September 4, 2020 

Good morning, friends. Thank you for letting me speak here today. My name is Sue Aaronson, and I am the senior member of the employees at Brooklyn Friends School. This will be my 39th year at the school, my second home. My husband taught photography at the school for 30 years and our daughter was the longest Lifetime Friend, having attended the school since before she was born, graduating 18 years later, and she taught preschool there for 2 years.

During all that time I have seen so many changes in administration. The current Head of School is the 6th person I’ve worked for and the current Upper School Head is the 16th. They are both competent people who care deeply for the people in the BFS community. However, each time new administration has come into the school they have had to reinvent the wheel of process and protocol. I voted for the Union a year ago because I believe that there needs to be transparency and clarity in a workplace when it comes to the big picture of working conditions: hiring—requiring a search committee; firing—requiring a process of evaluation, mentoring, and probation; salary—requiring clear salary bands based on experience and education, and in the current pandemic--- health and safety—providing proper and appropriate guidance and material to ensure that we will return to a safe environment. Sometimes these conditions have been present at the school and sometimes not. Each administration has done what it thought and felt necessary. But this was never consistent and things that the colleagues felt they could rely on in the workplace often vanished at the whim of the administration. It seems to me that the existence of the union and its agreed upon and contracted expectations would liberate the administration because they would be aware of how things are done at the school and would not have to figure it all out from the start.

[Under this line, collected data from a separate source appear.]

PR #4917, opened 2016-01-25
SI-9629 Emit missing 'pattern must be a value' error

retronym:
The error used to only be emitted for top-level patterns.

This commit moves it into `typedInternal` so it works
for nested patterns. It uses the typer mode to know
when to fire.


retronym:
Review by @adriaanm

adriaanm:
LGTM

PR #4919, opened 2016-01-27
Pattern Matching analysis improvements

retronym:


retronym:
Might be high value enough for a 2.11 backport once we're happy with these changes.

retronym:
Review by @adriaanm

retronym:
Note that this also closes SI-9399 and SI-9411, in addition to the tickets mentioned in the commit titles.

adriaanm:
Needs more parens:

```
fail - run/t3126.scala  [compilation failed]% scalac t3126.scala
t3126.scala:7: error: ';' expected but 'match' found.
    try (v: @unchecked) match { case Some(1) => } catch { case _: MatchError => }
                        ^
one error found
```

src/compiler/scala/tools/nsc/transform/patmat/MatchAnalysis.scala
```diff
@@ -84,11 +84,13 @@ trait TreeAndTypeAnalysis extends Debugging {
     tp <:< tpImpliedNormalizedToAny
   }
 
-  // TODO: improve, e.g., for constants
-  def sameValue(a: Tree, b: Tree): Boolean = (a eq b) || ((a, b) match {
-    case (_ : Ident, _ : Ident) => a.symbol eq b.symbol
-    case _                      => false
-  })
+  def equivalentPath(a: Tree, b: Tree): Boolean = (a, b) match {
+    case (Select(qual1, _), Select(qual2, _)) => equivalentPath(qual1, qual2) && a.symbol == b.symbol
```
adriaanm: Should we also cover `Apply` here? (For case class patterns.)

retronym: I checked that we covered all cases covered by compiling the standard library. But I'll try some variations manually and see if we can get here with an `Apply`.

adriaanm: The `Apply` case came up while running `strap.done` for me.

adriaanm: Looking at the specific cases, could be red herring: looks like it's indexing a vararg pattern.

adriaanm:
```
[strap.compiler] equivalentPath? x3.apply(0) / x3.apply(0)
```

retronym:
@adriaanm I've added the parens and a case for `Apply` nodes.

adriaanm:
LGTM! Great catch of my misuse of `correspondsStructure`.

dwijnand:
Very nice. Interesting to note all the tests that needed changing due to this.

paulp:
@retronym Cool thanks.

japgolly:
:+1: :+1: :+1: 
@retronym :beers: :bow:

japgolly:
Would it be possible to backport this for the soon-to-be-released 2.11.8? Also, is there anything I can do to help?

PR #4921, opened 2016-01-27
SI-9534 Use BoxedUnit in all cases for creating Array[Unit]

szeiger:
Calling `wrap` or one of the higher-dimension Array factory methods on
the `Manifest` for `Unit` led to an exception because it tried to use
`void` as a primitive type. Unlike all other primitive Scala types,
`Unit` needs to be boxed. The basic `newArray` method was not affected
by this bug because it was already special-cased. The fix is to also
special-case `arrayClass`.


denisrosset:
Thanks Stefan!

retronym:
LGTM

PR #4923, opened 2016-01-27
Ensure bytecode stability in the closure optimizer

lrytz:
https://github.com/scala/scala-dev/issues/77

Previously, the order in which closure invocations were re-written
depended on the callGraph's closureInstantiations map, which is not
sorted / linked.

### DIFF
--- a/src/compiler/scala/tools/nsc/backend/jvm/opt/ClosureOptimizer.scala
+++ b/src/compiler/scala/tools/nsc/backend/jvm/opt/ClosureOptimizer.scala
@@ -27,6 +27,22 @@ class ClosureOptimizer[BT <: BTypes](val btypes: BT) {
   import backendUtils._
   import ClosureOptimizer._
 
+  private object closureInitOrdering extends Ordering[ClosureInstantiation] {
+    override def compare(x: ClosureInstantiation, y: ClosureInstantiation): Int = {
+      val cls = x.ownerClass.internalName compareTo y.ownerClass.internalName
+      if (cls != 0) return cls
+
+      val mName = x.ownerMethod.name compareTo y.ownerMethod.name
+      if (mName != 0) return mName
+
+      val mDesc = x.ownerMethod.desc compareTo y.ownerMethod.desc
+      if (mDesc != 0) return mDesc
+
+      def pos(inst: ClosureInstantiation) = inst.ownerMethod.instructions.indexOf(inst.lambdaMetaFactoryCall.indy)
+      pos(x) - pos(y)
+    }
+  }
+
   /**
    * If a closure is allocated and invoked within the same method, re-write the invocation to the
    * closure body method.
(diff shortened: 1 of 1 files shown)


lrytz:
regressed in https://github.com/scala/scala/commit/4eee5e088eb72ba00aa4b02a03a1bcf27b5d751b

lrytz:
review by @SethTisue ?

SethTisue:
let's see what Jenkins thinks: https://scala-ci.typesafe.com/view/scala-2.12.x/job/scala-2.12.x-integrate-bootstrap/286/consoleFull (404 til the worker spins up)

src/compiler/scala/tools/nsc/backend/jvm/opt/ClosureOptimizer.scala
```diff
@@ -27,6 +27,22 @@ class ClosureOptimizer[BT <: BTypes](val btypes: BT) {
...
+      if (mName != 0) return mName
+
+      val mDesc = x.ownerMethod.desc compareTo y.ownerMethod.desc
+      if (mDesc != 0) return mDesc
+
+      def pos(inst: ClosureInstantiation) = inst.ownerMethod.instructions.indexOf(inst.lambdaMetaFactoryCall.indy)
+      pos(x) - pos(y)
+    }
+  }
+
```
SethTisue, line 45: wondered if there's a cleaner approach to coding this, but nothing at http://stackoverflow.com/questions/14695833/scala-idiom-for-ordering-by-multiple-criteria seems obviously preferable

src/compiler/scala/tools/nsc/backend/jvm/opt/ClosureOptimizer.scala
```diff
@@ -57,27 +73,12 @@ class ClosureOptimizer[BT <: BTypes](val btypes: BT) {
...
-      }
-    }
-
-    // Use collections that keep insertion order, ensures order of closure rewrites (bytecode stability)
-    val toRewrite = mutable.LinkedHashMap.empty[ClosureInstantiation, mutable.ArrayBuffer[(MethodInsnNode, Int)]]
-    def addRewrite(init: ClosureInstantiation, invocation: MethodInsnNode, stackHeight: Int) = {
-      val calls = toRewrite.getOrElseUpdate(init, mutable.ArrayBuffer.empty[(MethodInsnNode, Int)])
-      calls += ((invocation, stackHeight))
+    // sort all closure invocations to rewrite to ensure bytecode stability
+    val toRewrite = new java.util.TreeMap[ClosureInstantiation, mutable.ArrayBuffer[(MethodInsnNode, Int)]](closureInitOrdering)
```
SethTisue, line 78: no standard Scala collection will do here?

src/compiler/scala/tools/nsc/backend/jvm/opt/ClosureOptimizer.scala
lrytz, line 45: I didn't use `Ordering.by` because of the additional redirections and the tuple allocation, but maybe it's premature optimization?

src/compiler/scala/tools/nsc/backend/jvm/opt/ClosureOptimizer.scala
lrytz, line 78: I could use an immutable TreeMap, but http://stackoverflow.com/questions/4531856/why-is-there-no-mutable-treemap-in-scala led me to use Java's - I don't feel strongly about it, but I kind of prefer to avoid unnecessary overhead.

src/compiler/scala/tools/nsc/backend/jvm/opt/ClosureOptimizer.scala
SethTisue, line 45: perhaps, but the resulting code isn't really that much clearer, so I'd say leave it

SethTisue:
LGTM if the bootstrap run passes

src/compiler/scala/tools/nsc/backend/jvm/opt/ClosureOptimizer.scala
soc, line 78: @lrytz https://github.com/scala/scala/blob/2.12.x/src/library/scala/collection/mutable/TreeMap.scala was added a while ago...

lrytz, line 78: wow, thanks for pointing it out, i only chcked the 2.11 scaladoc :-)
I only saw your comment after merging the PR, will submit a follow-up.

PR #4924, opened 2016-01-27
SI-9452: Extend BigDecimal with Ordered for java interop

ShaneDelmore:


retronym:
`BigInt` should be be changed as well.

ShaneDelmore:
Thanks for the reminder retronym

SethTisue:
review by @Ichoran

src/library/scala/math/BigDecimal.scala
```diff
@@ -539,19 +539,19 @@ extends ScalaNumber with ScalaNumericConversions with Serializable {
 
   /** Less-than-or-equals comparison of BigDecimals
    */
-  def <= (that: BigDecimal): Boolean = compare(that) <= 0
+  override def <= (that: BigDecimal): Boolean = compare(that) <= 0
```
Ichoran: These all re-implement exactly the same operations as in `Ordered`.  Is there any compelling reason to keep them?

src/library/scala/math/BigInt.scala
```diff
@@ -178,19 +183,19 @@ final class BigInt(val bigInteger: BigInteger) extends ScalaNumber with ScalaNum
 
   /** Less-than-or-equals comparison of BigInts
    */
-  def <= (that: BigInt): Boolean = compare(that) <= 0
+  override def <= (that: BigInt): Boolean = compare(that) <= 0
```
Ichoran: Again, the symbolic comparison operators are all defined in Ordered, and they're defined exactly like this.  Do we need to override them at all, instead of just deleting them?

src/library/scala/math/BigDecimal.scala
ShaneDelmore: That is a great point.  I will remove them.

src/library/scala/math/BigInt.scala
ShaneDelmore: Embarassed I missed that :D  And that's why we code review.

Ichoran:
Could you add a test that verifies that the Java interop works?  Normally we recommend using junit, though in this case there aren't many Java tests to built off of in (tests/junit).

ShaneDelmore:
@Ichoran Are there any existing examples of testing Java interop?  I have never actually used Java so I am a bit out of my element here.

Ichoran:
Well, I see

```
test/junit$ find . | grep 'java'
./scala/tools/testing/ClearAfterClass.java
./scala/runtime/LambdaDeserializerTest.java
```

plus a bunch more in `test/files/run` (that are not JUnit, but I guess that's okay).

Ichoran:
Or you could just write a Scala test and test isInstanceOf[java.lang.Comparable[_]].  That'd do also.  (It's not like there's any doubt that the trait's in there now, but tests help prevent regressions.)

ShaneDelmore:
I'll throw in the test for isInstanceOf[java.lang.Comparable.

Ichoran:
LGTM

Thanks Shane!

PR #4925, opened 2016-01-28
Update link pointing to Scala development tutorials

naferx:


mpociecha:
As for me the previous version anyway redirects to the new one. Also it would be nice to have these two commits squashed.

SethTisue:
Thanks for calling this to our attention.

But, there's no need for rootdoc.txt to exist at all anymore, IMO. I'll make a PR removing it from the 2.11.x branch, relocating content to README.md as necessary (I think it might already be there).

SethTisue:
(I haven't done this yet, but I haven't forgotten, either)

SethTisue:
https://github.com/scala/scala/pull/5513

PR #4926, opened 2016-01-28
mutable.TreeMap instead of java.util.TreeMap in closure optimizer

lrytz:
Follow-up for https://github.com/scala/scala/pull/4923

Review by @soc


Ichoran:
LGTM

(If @soc had specific concerns, I am unaware what they are, but this seems to me to replicate the original behavior.)

soc:
LGTM, sorry for the delay.

PR #4927, opened 2016-01-28
SI-9572 Check for illegal tuple sizes in the parser

szeiger:
This commit adds explicit checks with syntax errors for tuple literals
and types of more than 22 elements. An alternative approach to fixing
SI-9572 would be to revert to the old failure mode of Scala 2.10 where
references to arbitrary `scala.TupleXY` would be generated in the
parser, which then leads to “type/object not found” errors in the
typechecker. This fix here is more intrusive but arguably provides a
better user experience.

Methods `stripParens` and `makeBinop` are moved from `TreeBuilder` to
`Parsers` because they can now generate syntax errors. New methods
`makeSafeTupleType` and `makeSafeTupleTerm` implement the error checking
on top of `makeTupleType` and `makeTupleTerm`. They are overridden with
no-op versions in the quasiquotes parser because it also overrides `makeTupleType` and `makeTupleTerm` in a way that supports arbitrary tuple sizes.

### DIFF
--- a/src/compiler/scala/reflect/quasiquotes/Parsers.scala
+++ b/src/compiler/scala/reflect/quasiquotes/Parsers.scala
@@ -59,6 +59,10 @@ trait Parsers { self: Quasiquotes =>
 
       override implicit lazy val fresh: FreshNameCreator = new FreshNameCreator(nme.QUASIQUOTE_PREFIX)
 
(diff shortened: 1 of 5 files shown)


retronym:
LGTM

Small tip for next time to help lazy reviewers like me. For changes that necessitate moving chunks of existing code around, split it into two commits: one to move things around without changing behaviour, and another to make the actual change.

Protocol and process should not depend on personality but should exist as objective facts that can be changed as needed, but not as wanted by one or two people. That objectivity and consistency would ensure one of the most important Quaker principles—equity. I was once told that I could have whatever I wanted at BFS because the Head of School liked me. I’m glad that they liked me, but I know one thing -- That was completely unfair and should never happen again. The union helps to ensure that all colleagues are treated equally. There is no third party at BFS, there is the union and the union is us.